2. **`SMC_DATA_DIR` timing**: Setting `SMC_DATA_DIR` at runtime doesn't affect `DATA_DIR` (resolved at module import time). Sessions currently write to `~/.super-multica/sessions/`. To isolate, set the env var before the process starts:
```bash
SMC_DATA_DIR=~/.swe-bench-eval npx tsx scripts/swe-bench/run.ts --limit 5
```
3. **Sequential execution**: Tasks run one at a time. For large-scale runs, launch multiple processes with `--offset`/`--limit` to parallelize:
```bash
# Run 4 workers in parallel
npx tsx scripts/swe-bench/run.ts --offset 0 --limit 75 --output pred-0.jsonl &
npx tsx scripts/swe-bench/run.ts --offset 75 --limit 75 --output pred-1.jsonl &
npx tsx scripts/swe-bench/run.ts --offset 150 --limit 75 --output pred-2.jsonl &
npx tsx scripts/swe-bench/run.ts --offset 225 --limit 75 --output pred-3.jsonl &
wait
cat pred-*.jsonl > predictions.jsonl
```
4. **Repo cloning per instance**: Each instance clones the full repo. For repos with many tasks (e.g., astropy, django), a shared clone with `git worktree` would be faster.

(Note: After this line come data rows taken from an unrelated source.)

PR #288, opened 2019-03-29
Offer Instant Alerts with push notifications

alexandercurtis:
Part of https://trello.com/c/duzjIVjX/3259-browser-notification-on-boarding

This copies the service worker code from `next-myft-page` into `n-myft-ui` so it can be shared across applications. 

It also adds a new UI component, offering the user Instant Alerts, and on the back of that, prompting them to enable Push Notifications.

image

Enable by setting `myftOfferInstantAlertNotifications` in the flags object of the options passed to `n-myft-ui/init(...)` (This normally means just set the `myftOfferInstantAlertNotifications` flag.)

 🐿 v2.12.0

### DIFF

### Potential Improvements
- **Docker-per-task**: Run each agent in a Docker container matching the SWE-bench environment spec (correct Python version, pre-installed dependencies)
- **Shared repo pool**: Clone each unique repo once, use `git worktree` for per-task isolation
- **Cost tracking**: Parse run-log token counts for per-task and aggregate cost estimates
- **Multi-turn retries**: If the agent produces no patch, retry with feedback
- **System prompt tuning**: The current prompt is minimal; more detailed guidance (e.g., "search for related test files to understand expected behavior") could improve solve rate
## Related Benchmarks
| Benchmark | Focus | Notes |
|-----------|-------|-------|
| [SWE-bench Verified](https://openai.com/index/introducing-swe-bench-verified/) | Bug fixing (Python) | Gold standard, 500 human-verified tasks |
| [SWE-bench Multilingual](https://github.com/SWE-bench/SWE-bench) | Bug fixing (7 languages) | Java, TS, JS, Go, Rust, C, C++ |
| [Terminal-Bench](https://www.swebench.com/) | CLI workflows | Multi-step sandboxed terminal tasks |
| [Aider Polyglot](https://aider.chat/docs/leaderboards/) | Code editing | 225 Exercism exercises, 6 languages |
| [DPAI Arena](https://www.jetbrains.com/) | Full dev workflow | JetBrains: patch, test, review, analysis |
| [HumanEval](https://github.com/openai/human-eval) | Function generation | 164 Python function tasks, largely saturated |
## Initial Results (kimi-coding, 3 tasks)
First run on 3 SWE-bench Lite tasks (all astropy):
| Task | Status | Duration | LLM Time | Tools | Fix |
|------|--------|----------|----------|-------|-----|
| `astropy__astropy-12907` | PATCHED | 141.9s | 125.1s | 30 | `_cstack`: `= 1``= right` |
| `astropy__astropy-14182` | PATCHED | 192.0s | 166.9s | 56 | Added `header_rows` param to RST writer |
| `astropy__astropy-14365` | PATCHED | 65.7s | 49.6s | 23 | `re.compile()` + `re.IGNORECASE` |
3/3 tasks produced patches. Formal evaluation pending (requires Docker harness).